The masks are your usual forehead masks with ridges, the aliens are unkillable sex-animal-monsters (in a show that dares not explore that aspect properly, and instead has the Zo'or Atavus stroke its own body). A time millions of years ago (or at least it's supposed to prove the Atavus were here millions of years ago) looks like a monastery from the middle ages. If it's actually supposed to be one, why is there an African-American monk in Europe??? It just doesn't make sense with all its transparently-drawn pseudo-philosophy, and Sandoval's motivations do not make much sense either.

Not to mention constant bad hair days for the two female leads, and completely wasting both the return of William Boone and the main female villain Guylaine St. Onge, who is in about three episodes. All of this reeks of last-minute recasting because the actors didn't want to take part for some reason like, oh, maybe the plot. And in the very last episode, we miraculously get a deus-ex-machina Liam Kincaid and some silly "everything is predestined but it is not"-spiel...

I don't know what happened here, but I bet it triggered investigations by the railway authority and numerous damaged cars.

PS - Probably more worthwhile to buy the "Assignment: Earth" comic book if you need your Roddenberry fix and want to see his Star-Trek spinoff that never was.

Doctor Who: The Movie

Because I mentioned Eric Roberts above: This was a 1996 attempt at restarting Dr. Who with US backing. It has been hollywoodized, and it's nice to see this as the transition from the old series to this decade's very successful relaunch of Doctor Who. Paul McGann is a great Doctor, and it could have been worse, but Doctor Who as a British series just works better.

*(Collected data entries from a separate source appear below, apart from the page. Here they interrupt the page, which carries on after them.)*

PR #1783, opened 2022-01-27
Meta: Fix `replacedBy` position

FloEdelmann:
As noticed by @privatenumber in https://github.com/vuejs/eslint-plugin-vue/pull/1763#discussion_r793596573.


ota-meshi (approved):
@FloEdelmann @privatenumber Thank you!

PR #1792, opened 2022-02-05
Add `no-restricted-imports` rule

### LINKED ISSUE #1780: Rule Proposal: disallow imports from @vue/* dependencies

Disallow or warn about imports from `@vue/*` dependencies. Particularly when using Vue CLI and the build target is a library. 

[ ] Other (please specify:)

```vue
<!-- Fail or Warn -->
import { computed } from "@vue/reactivity";

import {
  something,
  another,
} from "@vue/compiler-dom";
```

```vue
<!-- Pass -->
```

**Additional context**

Full context can be found in [this issue I opened in the core repo](https://github.com/vuejs/core/issues/5327). 

In short, using the `@vue/reactivity` import broke the components I was building for my UI library with Vue CLI and they were failing silently.

jbhammon:
This PR adds a `no-restricted-imports` rule to check for incorrect imports from some `'@vue'` packages. The new rule will tell the user that they should import those APIs directly from `'vue'` instead.

I created some trivial tests to help me check that I extended the existing eslint rule correctly, and they're not all passing so I must have done something wrong. Any advice from maintainers would be appreciated, and I'll happily make updates to get this working. 

Resolves #1780

### DIFF
--- a/.eslintrc.js
+++ b/.eslintrc.js
@@ -71,6 +71,18 @@ module.exports = {
     'no-proto': 2,
     'no-redeclare': 2,
     'no-regex-spaces': 2,
+    'no-restricted-imports': [
+      'error',
+      {
+        paths: [
+          '@vue/reactivity',
+          '@vue/runtime-core',
+          '@vue/runtime-dom',
+          '@vue/shared'
+        ],
+        message: "Please always import these APIs from the main 'vue' package"
+      }
+    ],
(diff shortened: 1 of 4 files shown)


FloEdelmann (changes requested):
See https://github.com/vuejs/eslint-plugin-vue/issues/1780#issuecomment-1030956325.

That doesn't mean I wouldn't like to see more motorcycle chases in Dr. Who, mind you. That kinda feels pretty nice, when you see it. Anyway, it is exactly what it says on the tin. If you're a fan of "New Who" and want to know if you have the stomach to watch the old series, I'd suggest you watch this one, and then try a few right before it (i.e. Sylvester McCoy, whom we get to see regenerate into McGann in this movie). I quite enjoyed Ghost Light, which is very modern, but of course has some rather silly aspects.

Primeval

This show was on German TV a while ago, but I only caught the last two or so episodes. Watching this in sequence was so much better, and the payoff was worth it. What it is? Well, it's kind of a British "reverse Sliders", where rifts in time and space keep popping up all over the world (well, along a "fault line" in Great Britain), leading into primordial times, and thus causing Gorgonopsides and other neat dinos to suddenly pop up in the present.

Quite a fun show, which apart from nicely-rendered dinos also has a little love-story, a marriage in trouble and other character moments. Of course, being a British show, there are only 6 episodes, but a second batch is scheduled for release next month.

Oh yeah, and wait till you see the Dodos.